Saving Sunshine: A Great Equinox Ritual
Make delicious preserved lemons flavored with foraged herbs while bottling up some autumnal sunshine to enjoy later.
New to foraging? Learn more about ethical and safe foraging (plus how to get started) here!
Though the Fall Equinox has passed, the energy of it lingers in the air. It’s never too late to engage with seasonal changes, and this little ritual was too lovely not to share!
With evenings getting noticeably longer, I want to soak in every moment of sunshine I can these days! Even my taste in food reflects that; as I enjoy the end of harvest season, the last of the summer tomatoes and peaches, I think ahead to what I will be craving in the darker days of winter. Jars of jam for toast on cold mornings. Acidic brightness to stir into soups and enliven sandwiches. A little bit of the forest, all wrapped up in a blanket of lemon. Mmmm.
As someone who can never quite get enough lemon, preserved lemons are my new love in life. Salting them mellows the tart bite and instead brings out a surprising sweetness and strong lemon flavor that stands out in all kinds of recipes! They are known for their association with Moroccan tagines (yum), but these gems can cross cultures and find their way into dips, dressings, roasts, and more. They do take a couple of months to fully cure, so it’s best to start them early so you can enjoy that tangy brightness in fall and winter recipes!
This is a truly wonderful project for the fall equinox, as it both celebrates the changing seasons and looks ahead to winter days. It’s a simple ritual of noticing and celebrating the sunlight, then packing it into special jars to enjoy later on.
You’ll need:
A basket and some scissors
A small notebook and pen
The ingredients for the preserved lemons, below
A gold paint marker to write on your jars
Directions:
Give yourself some time for this ritual. You want to allow your mind to drop into a flow state as you wander and feel the sense of peace that nature has to offer.
Go on a walk in an area where you can forage. Look for aromatic plants you can gather to flavor your lemons with a bit of your landscape. You don’t need much of anything, just a sprig here or there.
After you’ve been wandering around for a little while, find somewhere comfortable to sit down and journal about your experience and your thoughts on this day that is the mid-point between the long days of the Summer Solstice and the long nights of the Winter Solstice.

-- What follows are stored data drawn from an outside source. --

PR #358, opened 2020-04-01
Bump matplotlib to 3.2.1 and remove TkAgg workaround

### LINKED ISSUE #320: Remove matplotlib TKAgg special case with matplotlib>3.2.0
related to #318 

With matplotlib release 3.2.0 the TKAgg backend stopped working on Linux causing our tests to fail. #319 fixes that by using TKAgg only on MacOS. We should check for future matplotlib releases whether they fixed that and revert the special case, i.e. use TKAgg everywhere like it used to be.

romanlutz:
Closes #320 
Without using TkAgg our plotting tests would fail on MacOS. With 3.2.1 this isn't the case anymore, so we can happily remove the special case for MacOS in general, and apply a skip for MacOS with python 3.5 only. This means all future python versions as well as >=3.6 are tested without TkAgg specifically enabled.

### DIFF
--- a/test/unit/postprocessing/test_plots.py
+++ b/test/unit/postprocessing/test_plots.py
@@ -1,18 +1,13 @@
 # Copyright (c) Microsoft Corporation. All rights reserved.
 # Licensed under the MIT License.
 
-# On MacOS we need to use TKAgg before importing matplotlib.pyplot.
-# This used to work on all platforms until matplotlib 3.2.0 broke it on Linux.
-# Consider removing the OS-based if after a future release of matplotlib (issue #320).
-import matplotlib
-matplotlib.use('TkAgg')
-import matplotlib.pyplot as plt  # noqa: E402
-import pkg_resources  # noqa: E402
-import pytest  # noqa: E402
-from fairlearn.postprocessing import ThresholdOptimizer, plot_threshold_optimizer  # noqa: E402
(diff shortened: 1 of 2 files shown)


test/unit/postprocessing/test_plots.py
```diff
@@ -31,6 +25,8 @@
 
 
 def _fit_and_plot(constraints, plotting_data):
+    import matplotlib.pyplot as plt
```
riedgar-ms, line 28: Doesn't flake8 scream about an import which isn't at the top of the file?

riedgar-ms:
Does this mean we no longer need requirements-3.5.txt and all that machinery?

test/unit/postprocessing/test_plots.py
romanlutz: Interestingly, it doesn't!

romanlutz:
> 
> 
> Does this mean we no longer need requirements-3.5.txt and all that machinery?

No that's there for a different reason. This was just about the special case in that test file which is now removed. 
requirements-3.5.txt is there so that we can specify package versions for py3.5 that work. Certain packages (including matplotlib) don't have 3.5 support anymore in the latest versions, so we can't keep bumping. Eventually this will get too tedious and we'll drop py3.5 support ourselves.

PR #362, opened 2020-04-02
Equal Opportunity implementation

hannanabdul55:
## What's there in this PR?
- Implement Equal Opportunity and incorporate comments in #325 
- Add smoke test to check the constraint.


fairlearn/reductions/_exponentiated_gradient/exponentiated_gradient.py
```diff
@@ -72,7 +72,7 @@ def fit(self, X, y, **kwargs):
         :param y: The label vector
         :type y: numpy.ndarray, pandas.DataFrame, pandas.Series, or list
         """
-        _, y_train, A = _validate_and_reformat_input(X, y, **kwargs)
+        X, y_train, A = _validate_and_reformat_input(X, y, **kwargs)
```
MiroDudik, line 76: we don't want this. why is this change here?

fairlearn/reductions/_grid_search/grid_search.py
```diff
@@ -113,7 +113,7 @@ def fit(self, X, y, **kwargs):
             logger.debug("Regression problem detected")
             is_classification_reduction = False
 
-        _, y_train, sensitive_features_train = _validate_and_reformat_input(
+        X, y_train, sensitive_features_train = _validate_and_reformat_input(
             X, y, enforce_binary_sensitive_feature=True,
```
MiroDudik, line 117: @romanlutz , please also comment here.

fairlearn/reductions/_moments/__init__.py
```diff
@@ -7,7 +7,7 @@
 from .moment import ClassificationMoment, LossMoment  # noq: F401
 
 from .conditional_selection_rate import ConditionalSelectionRate  # noqa: F401
-from .conditional_selection_rate import DemographicParity, EqualizedOdds  # noqa: F401
+from .conditional_selection_rate import DemographicParity, EqualizedOdds, EqualOpportunity  # noqa: F401, E501
 from .error_rate import ErrorRate   # noqa: F401
```
MiroDudik, line 11: We want a different name. Please review and incorporate my comments from the previous PR #325

fairlearn/reductions/_moments/conditional_selection_rate.py
```diff
@@ -49,19 +52,15 @@ def load_data(self, X, y, event=None, **kwargs):
...
-        # Considering fewer constraints is not required for correctness, but it can dramatically
-        # speed up GridSearch.
         self.pos_basis = pd.DataFrame()
         self.neg_basis = pd.DataFrame()
         self.neg_basis_present = pd.Series()
         zero_vec = pd.Series(0.0, self.index)
         i = 0
         for event_val in event_vals:
-            # Constraints on the final group are redundant, so they are not included in the basis.
             for group in group_vals[:-1]:
```
MiroDudik, line 64: this looks like a bad conflict resolution. the above comments should still be there.

fairlearn/reductions/_moments/conditional_selection_rate.py
```diff
@@ -150,6 +153,45 @@ def load_data(self, X, y, **kwargs):
...
+
+    short_name = "EqualOpportunity"
+
+    def load_data(self, X, y, **kwargs):
+        """Load the specified data into the object."""
+        super().load_data(X, y,
+                          # the where clause is used to put pd.nan on all values
+                          # where y!=1.
+                          event=pd.Series(y).apply(lambda y: _LABEL + "=" + str(y)).where(y == 1),
+                          filter_value=0,
```
MiroDudik, line 191: this needs to be removed

fairlearn/reductions/_moments/conditional_selection_rate.py
```diff
@@ -40,6 +40,9 @@ def load_data(self, X, y, event=None, **kwargs):
         """
         super().load_data(X, y, **kwargs)
         self.tags[_EVENT] = event
+        self.tags = self.tags.dropna()
+        self.dropped_X = self.X.drop(self.tags[_LABEL].index)
+        self.X = self.X.drop(self.dropped_X.index)
         self.prob_event = self.tags.groupby(_EVENT).size() / self.total_samples
```
MiroDudik, line 46: Do we need to do all this dropping above? I believe that `groupby` automatically drops `np.nan`. also, it would be great if we could avoid transforming `X`.

fairlearn/reductions/_moments/conditional_selection_rate.py
```diff
@@ -115,6 +114,10 @@ def signed_weights(self, lambda_vec):
         signed_weights = self.tags.apply(
             lambda row: adjust[row[_EVENT], row[_GROUP_ID]], axis=1
         )
+        # this flag is set if a `filter_value` was sent to :meth:`load_data()`
+        signed_weights = signed_weights.reindex(
+            list(range(self.dropped_X.shape[0] + self.X.shape[0])), fill_value=0
+        )
```
MiroDudik, line 120: Let's work with `tags` that don't have anything dropped. In that case you can maybe just do
```python
apply(lambda row: 0 if np.isnan(row[_EVENT]) else adjust[row[_EVENT], row[_GROUP_ID]])
```
and no need to reindex anything.

test/unit/input_convertors.py
```diff
@@ -98,4 +98,4 @@ def _map_into_single_column(matrix):
     if len(np.array(matrix).shape) == 1:
         return np.array(matrix)
 
-    return _compress_multiple_sensitive_features_into_single_column(matrix)
+    return _compress_multiple_sensitive_features_into_single_column(np.array(matrix))
```
MiroDudik, line 101: @romanlutz ?

test/unit/reductions/exponentiated_gradient/test_exponentiatedgradient_arguments.py
```diff
@@ -35,7 +35,7 @@ def _get_data(A_two_dim=False):
     if A_two_dim:
         # Stacking the same column a few times will result in the identical groups
         # compared to using a single column, therefore results should be the same.
-        A = np.stack((sensitive_features, sensitive_features), -1)
+        A = pd.DataFrame(np.stack((sensitive_features, sensitive_features), -1))
     else:
```
MiroDudik, line 39: @romanlutz ?

test/unit/input_convertors.py
hannanabdul55: This was something that I am proposing(as of now) to fix the tests with these changes, specifically, I wanted some feedback on this because `drop` is not present in `numpy`, as a result, we would need to ensure the input `X` is a `pandas` object.

fairlearn/reductions/_moments/conditional_selection_rate.py
hannanabdul55: Oh yes, I think I understood what you mean by this. I will check this way and let you know here if it works the same way! Thank you.

fairlearn/reductions/_moments/conditional_selection_rate.py
hannanabdul55: Done.

fairlearn/reductions/_exponentiated_gradient/exponentiated_gradient.py
hannanabdul55: Removed this.

fairlearn/reductions/_moments/conditional_selection_rate.py
```diff
@@ -150,6 +151,44 @@ def load_data(self, X, y, **kwargs):
...
 
 
+class TruePositiveRateDifference(ConditionalSelectionRate):
+    r"""Implementation of Equal Opportunity as a moment.
+
+    Adds conditioning on `y=1` compared to Demographic parity, i.e.
+
+    .. math::
+       P[h(X) = 1 | A = a, Y = 1] = P[h(X) = 1 | Y = 1] \; \forall a, y,
+
```
MiroDudik, line 161: This is not quite correct, we have only one event corresponding to `y = 1` now. ALso fix `index` and review the rest of the description to make sure it matches the current implementation.

test/unit/reductions/exponentiated_gradient/test_exponentiatedgradient_smoke.py
```diff
@@ -69,7 +69,13 @@ def setup_method(self, method):
                         "best_gap": 0.000000, "last_t": 5,
                         "best_t": 5, "disp": 0.005000,
                         "error": 0.442883, "n_oracle_calls": 19,
-                        "n_predictors": 6}]
+                        "n_predictors": 6},
+                       {"cons_class": TruePositiveRateDifference, "eps": 0.005,
+                        "best_gap": 0.0, "last_t": 5,
```
MiroDudik, line 74: This test example looks too easy to solve for the algorithm (the fairness constraints are satisfied automatically). Please try to run it on a version of the data where the label 'y' is flipped... in that case you should obtain the error that matches the one obtained for `EqualizedOdds` with the same `eps`.

fairlearn/reductions/_moments/conditional_selection_rate.py
```diff
@@ -49,7 +49,8 @@ def load_data(self, X, y, event=None, **kwargs):
         self.index = signed.index
         self.default_objective_lambda_vec = None
 
-        event_vals = self.tags[_EVENT].unique()
+        # fill in the information about the basis
+        event_vals = self.tags[_EVENT].dropna().unique()
```
romanlutz, line 53: I thought when we chatted earlier today you said `dropna()` isn't needed anymore? Perhaps I misunderstood :-)

fairlearn/reductions/_moments/conditional_selection_rate.py
```diff
@@ -150,6 +151,45 @@ def load_data(self, X, y, **kwargs):
...
+    Adds conditioning on label `y=1` compared to Demographic parity, i.e.
+
+    .. math::
+       P[h(X) = 1 | A = a, Y = 1] = P[h(X) = 1 | Y = 1] \; \forall a
+
+    This implementation of :class:`ConditionalSelectionRate` defines
+    the event corresponding to `y=1`.
+
+    The `prob_event` :class:`pandas:pandas.DataFrame` will record the
+    fraction of the samples corresponding to each unique value of `y = 1` in
```
romanlutz, line 166: Not sure this sentence makes sense with y = 1.

fairlearn/reductions/_moments/conditional_selection_rate.py
```diff
@@ -150,6 +151,45 @@ def load_data(self, X, y, **kwargs):
...
+    the `Y` array.
+
+    The `index` MultiIndex will have a number of entries equal to
+    the number of unique values for the sensitive feature, multiplied by
+    the number of unique values of the `Y` array, which is just `label=1`
+    (1 unique value), multiplied by two (for the Lagrange multipliers
+    for positive and negative constraints).
+
+    With these definitions, the :meth:`signed_weights` method
```
romanlutz, line 175: Funny typo there: meth -> math

fairlearn/reductions/_moments/conditional_selection_rate.py
```diff
@@ -150,6 +151,45 @@ def load_data(self, X, y, **kwargs):
...
+    `y=1' samples and subsequently, add a weight of `0` for
+    all other samples (for all `y=0`).
+    """
+
+    short_name = "TruePositiveRateDifference"
+
+    def load_data(self, X, y, **kwargs):
+        """Load the specified data into the object."""
+        super().load_data(X, y,
+                          # the where clause is used to put pd.nan on all values
```
romanlutz, line 187: nit: can this comment go on one line? Can even be right above the expression
```
# the where clause is used to put pd.nan on all values where y!=1
super().load_data(X, y,
                  event=pd.Series(y).apply(lambda y: _LABEL + "=" + str(y)).where(y == 1),
                  **kwargs)
```

fairlearn/reductions/_moments/conditional_selection_rate.py
hannanabdul55: I think this is existing already and this means `method`. I cross-checked this the documentation of `EqualizedOdds` and it seems to be the same there too.

fairlearn/reductions/_moments/conditional_selection_rate.py
hannanabdul55: The `pd.dropna` would not be required in the case of `pd.groupby`. But over here, if the `pd.dropna` is not present, it will take `nan` also as a unique value.

romanlutz: Got it.

fairlearn/reductions/_moments/conditional_selection_rate.py
romanlutz: :O OK the joke's on me! Also, what kind of funny abbreviation for method...

test/unit/reductions/exponentiated_gradient/test_exponentiatedgradient_smoke.py
```diff
@@ -100,7 +106,7 @@ def test_smoke(self, testdata):
 
     def test_simple_fit_predict(self):
         estimator = LeastSquaresBinaryClassifierLearner()
-        constraints = DemographicParity()
+        constraints = TruePositiveRateDifference()
```
romanlutz, line 109: You can parametrize this test to use all the constraints, but don't replace the existing one with DP, please.

fairlearn/reductions/_moments/conditional_selection_rate.py
```diff
@@ -150,6 +151,44 @@ def load_data(self, X, y, **kwargs):
...
+
+    The `prob_event` :class:`pandas:pandas.DataFrame` will record the
+    fraction of the samples corresponding to `y = 1` in
+    the `Y` array.
+
+    The `index` MultiIndex will have a number of entries equal to
+    the number of unique values for the sensitive feature, multiplied by
+    the number of unique values of the `Y` array, which is just `label=1`
+    (1 unique value), multiplied by two (for the Lagrange multipliers
+    for positive and negative constraints).
```
MiroDudik, line 173: The above sounds still a bit confusing. How about the following re-phrase of lines 170 and 171 to clarify things a bit:

```
    ...
    the number of unique values of the sensitive feature, multiplied by
    the number of unique non-NaN values of the constructed `event` array, which contains only `label=1`
    ...
```

test/unit/reductions/exponentiated_gradient/test_exponentiatedgradient_smoke.py
hannanabdul55: Sorry about this, again. Yeah, I will just parameterize it.

fairlearn/reductions/_moments/conditional_selection_rate.py
hannanabdul55: Is this the correction that was expected @MiroDudik ? Since there is only 1 value of y, it is not included in the `\forall` clause. so now it will just be `\forall a` instead of `\forall a,y`.

test/unit/reductions/exponentiated_gradient/test_exponentiatedgradient_smoke.py
hannanabdul55: So does this mean that for `y=1`, there is already no disparity in the test data? So what we should check for is for `y=0`?

hannanabdul55: @MiroDudik  I ran a basic test as in [this gist](https://gist.github.com/hannanabdul55/536a1a9f25a6c39fd60f860bbd0938b5#file-test_exponentiatedgradient_smoke-py-L118). But I did not get the same error value. This is what I got after running the test: 
```python
1. Error: 0.25 Disparity: 0.0050000000000000044
Flipped y
2. Error: 0.4271333333333335 Disparity: 0.004999999999999893
```
- The first set of values is for the original generated data. 
- The second set is for the data with the `y`'s flipped. `list(map(lambda i: int(not i), labels))`. 
I did not understand how the error could be better for either case.  
PS: The error for the Equalized Odds case is `0.442883`(as per the smoke test result for eps=`0.05`.)

test/unit/reductions/exponentiated_gradient/test_exponentiatedgradient_smoke.py
hannanabdul55: Done 👍

fairlearn/reductions/_moments/conditional_selection_rate.py
MiroDudik: looks good

fairlearn/reductions/_moments/conditional_selection_rate.py
```diff
@@ -150,6 +151,44 @@ def load_data(self, X, y, **kwargs):
         super().load_data(X, y, event=_ALL, **kwargs)
 
 
+class TruePositiveRateDifference(ConditionalSelectionRate):
+    r"""Implementation of Equal Opportunity as a moment.
```
MiroDudik, line 155: "Equal Opportunity" -> "True Positive Rate Difference (also called Equal Opportunity Difference)"

fairlearn/reductions/_moments/conditional_selection_rate.py
```diff
@@ -150,6 +151,44 @@ def load_data(self, X, y, **kwargs):
...
+
+    Adds conditioning on label `y=1` compared to Demographic parity, i.e.
+
+    .. math::
+       P[h(X) = 1 | A = a, Y = 1] = P[h(X) = 1 | Y = 1] \; \forall a
+
+    This implementation of :class:`ConditionalSelectionRate` defines
+    the event corresponding to `y=1`.
+
+    The `prob_event` :class:`pandas:pandas.DataFrame` will record the
```
MiroDudik, line 165: The class of `prob_event` is `pandas.Series` not `pandas.DataFrame`. I also think that we can just drop the class designation here.

fairlearn/reductions/_moments/conditional_selection_rate.py
```diff
@@ -150,6 +151,44 @@ def load_data(self, X, y, **kwargs):
...
+    the `Y` array.
+
+    The `index` MultiIndex will have a number of entries equal to
+    the number of unique values of the sensitive feature, multiplied by
+    the number of unique non-NaN values of the constructed `event` array,
+    whose entries are either NaN or `label=1` (so only one unique non-NaN value), multiplied
+    by two (for the Lagrange multipliers for positive and negative constraints).
+
+    With these definitions, the :meth:`signed_weights` method
+    will calculate the costs like how it is calculated in Example 4 of
```
MiroDudik, line 176: "like how it is calculated in" -> "similar to"

fairlearn/reductions/_moments/conditional_selection_rate.py
```diff
@@ -150,6 +151,44 @@ def load_data(self, X, y, **kwargs):
...
+    `Agarwal et al. (2018) <https://arxiv.org/abs/1803.02453>`_ but for all
+    `y=1' samples and subsequently, add a weight of `0` for
+    all other samples (for all `y=0`).
```
MiroDudik, line 179: Replace the part of the comment that starts with "but for all" with:
```
   , but will only use the weights equal to zero for `y=0`.
```

test/unit/reductions/exponentiated_gradient/test_exponentiatedgradient_smoke.py
MiroDudik: This might still be okay. Can you try to run `ExponentiatedGradient` on the flipped labels as well?

Also, try to evaluate both the **equalized odds** based disparity as well as the TPR Difference based disparity in both cases (in other words, you can just cycle through the two `disparity_moment` settings).

fairlearn/reductions/_moments/conditional_selection_rate.py
hannanabdul55:
```
    With these definitions, the :meth:`signed_weights` method
    will calculate the costs like how it is calculated in Example 4 of
    `Agarwal et al. (2018) <https://arxiv.org/abs/1803.02453>`_  for all
    `y=1' samples, but will use the weights equal to zero for `y=0`.
```
Is this better?

fairlearn/reductions/_moments/conditional_selection_rate.py
```diff
@@ -150,6 +151,44 @@ def load_data(self, X, y, **kwargs):
...
+    Adds conditioning on label `y=1` compared to Demographic parity, i.e.
+
+    .. math::
+       P[h(X) = 1 | A = a, Y = 1] = P[h(X) = 1 | Y = 1] \; \forall a
+
+    This implementation of :class:`ConditionalSelectionRate` defines
+    the event corresponding to `y=1`.
+
+    The `prob_event` :class:`pandas:pandas.DataFrame` will record the
+    fraction of the samples corresponding to `y = 1` in
```
romanlutz, line 166: nit: can you use the full line length? The way lines end seems a bit arbitrary here. We've had some people prefer lengths of 79 chars, others 99 (which is the max as defined in our repo), and I don't really care which one, but try to stick to one if possible :-)

test/unit/reductions/exponentiated_gradient/test_exponentiatedgradient_smoke.py
```diff
@@ -98,9 +105,9 @@ def Q(X): return expgrad._pmf_predict(X)[:, 1]
     def test_smoke(self, testdata):
         self.run_smoke_test(testdata)
 
-    def test_simple_fit_predict(self):
+    @pytest.mark.parametrize("constraints", constraints)
```
romanlutz, line 108: nit: I'd prefer using the list of class names
```
@pytest.mark.parametrize("Constraints", [DemographicParity, EqualizedOdds, ...])
```
and then instantiate it inside the test using
```
constraints = Constraints()
```
because we may add more complex logic to those constraint objects at some point. Better to have a fresh one for each test as opposed to reusing them which is what you're doing with the `constraints` list here.

fairlearn/reductions/_moments/conditional_selection_rate.py
MiroDudik: how about this:
```
    With these definitions, the :meth:`signed_weights` method
    will calculate the costs for `y=1` as they are calculated in Example 4 of
    `Agarwal et al. (2018) <https://arxiv.org/abs/1803.02453>`_,
    but will use the weights equal to zero for `y=0`.
```

fairlearn/reductions/_moments/conditional_selection_rate.py
```diff
@@ -150,6 +151,44 @@ def load_data(self, X, y, **kwargs):
...
+    the number of unique non-NaN values of the constructed `event` array,
+    whose entries are either NaN or `label=1` (so only one unique non-NaN value), multiplied
+    by two (for the Lagrange multipliers for positive and negative constraints).
+
+    With these definitions, the :meth:`signed_weights` method
+    `Agarwal et al. (2018) <https://arxiv.org/abs/1803.02453>`_ but for all
+    will calculate the costs for `y=1` similar to how it is calculated in Example 4 of
+    `Agarwal et al. (2018) <https://arxiv.org/abs/1803.02453>`_  for all
+    `y=1' samples, but will use the weights equal to zero for `y=0`.
+    """
```
MiroDudik, line 180: I think this got mangled. Please check: https://github.com/fairlearn/fairlearn/pull/362#discussion_r408162648

fairlearn/reductions/_moments/conditional_selection_rate.py
hannanabdul55: I will remove it here. But the `prob_event` is a `DataFrame`  when I checked. I think it would be better to just remove the class designation as you suggested. Will do it 👍

fairlearn/reductions/_moments/conditional_selection_rate.py
hannanabdul55: Sure! Sorry, I think I will also set my editor with these values so that I do not miss it. 👍

fairlearn/reductions/_moments/conditional_selection_rate.py
hannanabdul55: Yes, I think this makes the comment more concise. Thank you!

test/unit/reductions/exponentiated_gradient/test_exponentiatedgradient_smoke.py
hannanabdul55: These are the values I get for the flipped case,
```python
{"cons_class": TruePositiveRateDifference, "eps": 0.005,
         "best_gap": 0.0, "last_t": 5,
         "best_t": 5, "disp": 0.005000,
         "error": 0.427133, "n_oracle_calls": 17,
         "n_predictors": 3},
{"cons_class": EqualizedOdds, "eps": 0.005,
         "best_t": 5, "disp": 0.005000,
         "error": 0.442883, "n_oracle_calls": 19,
         "n_predictors": 6}
```
I think from this, it makes sense because for the same value of `eps`, the error introduced would be more for `EqualizedOdds` than TPR as it tried to account for the fairness in both the values of `y`,rather than just `y=1`. In this process, it injects more error? Could this be a reasonable explanation for this?

fairlearn/reductions/_moments/conditional_selection_rate.py
hannanabdul55: Done 👍

test/unit/reductions/exponentiated_gradient/test_exponentiatedgradient_smoke.py
hannanabdul55: Done 👍

PR #649, opened 2020-12-03
Updates for make_derived_metric

riedgar-ms:
I had overlooked some comments on the previous PR for `make_derived_metric()`. This is to address those points.

The largest change is to the data preprocessing, which has been adjusted to avoid the problem of Data Leakage between the training and test sets (credit to @adrinjalali  for the actual `Pipeline` code). This fix has been ported to the other metrics example.

### DIFF
--- a/examples/plot_make_derived_metric.py
+++ b/examples/plot_make_derived_metric.py
@@ -35,10 +35,12 @@ import numpy as np
 import sklearn.metrics as skm
 from sklearn.compose import ColumnTransformer
 from sklearn.datasets import fetch_openml
+from sklearn.impute import SimpleImputer
 from sklearn.linear_model import LogisticRegression
 from sklearn.model_selection import train_test_split
 from sklearn.preprocessing import StandardScaler, OneHotEncoder
-
+from sklearn.compose import make_column_selector as selector
+from sklearn.pipeline import Pipeline
 from fairlearn.metrics import MetricFrame, make_derived_metric
 from fairlearn.metrics import accuracy_score_group_min
 
@@ -46,11 +48,9 @@ from fairlearn.metrics import accuracy_score_group_min
 # Next, we import the data, dropping any rows which are missing data:
 
 data = fetch_openml(data_id=1590, as_frame=True)
-X_raw = data.data.dropna()
-# Figure out which rows were dropped
-mask = data.data.notna().all(axis=1)
-y = (data.target.loc[mask] == '>50K') * 1
-A = X_raw[['race', 'sex']]
+X_raw = data.data
+y = (data.target == ">50K") * 1
+A = X_raw[["race", "sex"]]
 
 # %%
 # We are now going to preprocess the data. Before applying any transforms,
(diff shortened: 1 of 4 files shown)


examples/plot_make_derived_metric.py
```diff
@@ -62,12 +62,14 @@
 X_scaled = sc.fit_transform(X_dummies)
 X_scaled = pd.DataFrame(X_scaled, columns=X_dummies.columns)
 
-X_train, X_test, Y_train, Y_test, A_train, A_test = train_test_split(X_scaled, Y, A,
+X_train, X_test, y_train, y_test, A_train, A_test = train_test_split(X_scaled, y, A,
```
riedgar-ms, line 65: @adrinjalali I'm aware that your biggest concern was about this line, and that I'm not addressing it here. Could you explain again, please?

riedgar-ms: Ping.... @adrinjalali . I'd like to make sure I address your point this time, but I'm not quite sure what you meant.

adrinjalali: Sorry about my lack of clarity, I'll try to explain better. I'm basically referring to this concept: https://en.wikipedia.org/wiki/Leakage_(machine_learning), which in short is:

>In statistics and machine learning, leakage (also data leakage, or target leakage) is the use of information in the model training process which would not be expected to be available at prediction time, causing the predictive scores (metrics) to overestimate the model's utility when run in a production environment.

The _mistake_ I was referring to, is when something is done to the data, before train, test split, which would mean that that _something_ has used information which exists in train AND test data. The test data should be treated as if it didn't exist at the time of the training the model.

Now in this example, we do a `le.fit_transform(...)` on the whole data, so what's the issue?

The issue arises if there happen to be labels in the test data, which don't exist in the training data. In that case, doing a `fit_transform` on the train data, would lead a different result compared to doing that on the whole dataset. This issue becomes much more serious if people start doing transformations such as certain normalizations which would take data distributions into account, since the test data would affect those distribution parameter estimates.

This is why we either need to put every preprocessing step in a `Pipeline` and treat it as one single estimator, or at least first split the data, then do `fit_transform` on the train data, and `transform` on the test data.

riedgar-ms: I think the problem is more that you're conversing with a non-data scientist. I think I understand now.... the point is that the transforms should all be 'fit' on the training data, and then applied to the test data. The `StandardScaler` in particular is going to 'leak' data between the two halves of the split.

Looks like I'll have to acquaint myself with `OneHotEncoder` in place of `get_dummies()`.

riedgar-ms: OK, can you take another look @adrinjalali . I know I could use a pipeline as well, but am I at least doing the right steps now? If so, I can apply this change to the other examples as well (since this preprocessing has been cut-and-pasted a few times).

adrinjalali:
It was easier for me to implement the changes in a PR @riedgar-ms , which you can see here: https://github.com/riedgar-ms/fairlearn/pull/1

examples/plot_new_metrics.py
```diff
@@ -123,37 +127,80 @@ def occupation_transform(occ_string):
...
+# we need to split the data into training and test sets before applying
+# any transforms or scaling:
 
-le = LabelEncoder()
 
-sc = StandardScaler()
-X_dummies = pd.get_dummies(X_raw)
-X_scaled = sc.fit_transform(X_dummies)
-X_scaled = pd.DataFrame(X_scaled, columns=X_dummies.columns)
+(X_train, X_test, y_train, y_test, A_train, A_test) = train_test_split(
```
riedgar-ms, line 137: This section is copied from the other notebook @adrinjalali

adrinjalali (approved):
Thanks @riedgar-ms , LGTM.

mesameki (approved):

adrinjalali:
woohoo, two approvals, merging :)

adrinjalali:
oh, I can't lol

riedgar-ms:
> oh, I can't lol

That's for our ToDo list - make sure you have the right permissions @adrinjalali (and @hildeweerts too). Although in this case, since there's a DCO mess up (I think I did this when I squashed the PR you made against my fork, rather than just merging it), it might take owner permissions. At least until we kill off DCO....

Think of what kind of blessing you’d like to carry with you into the coming season. Write down a few iterations of it until you are happy with the words you have chosen.
Make your way back home, not in a rush. Make the recipe below. Once the jars are all sealed with your nature goodness inside, use the gold paint marker to write your blessing on the outside of each jar.
Save your new sunshiney goodness to liven up meals in the darker months of winter!
Forest Flavored Preserved Lemons:
Ingredients:
2 clean pint jars
4 ripe lemons with thin peels
Kosher salt (or medium sea salt)
2 bay leaves
2 juniper sprigs
2 fir branch sprigs
2 yarrow sprigs
2 small mild red peppers
Directions
Sterilize your jars by pouring boiling water into them, then let sit for a few minutes. Pour the water out.
Sprinkle 1 Tbs. salt on the bottom of each jar.
Prepare your lemons: wash well, then cut into eighths, keeping the lemons connected at one end. Remove as many seeds as you can. Rub 1-2 Tbs. salt into each lemon, gently massaging it into each wedge. Then, close up the lemon and pack it into one of the jars. Repeat with the other jar.
Repeat the process of salt-packing lemons and pressing them into the jar, sticking in the aromatics as you do so that the jars are both beautiful and full of forest flavors. By the time both jars have been packed tight with lemons, juice should be covering the top. If it’s not, squeeze another lemon and pour the juice to cover. Seal the jars and leave at room temperature for one week, shaking the jar a couple times a day.
After a week at room temperature, transfer the lemon jars to the fridge and let them mellow for about 2 months.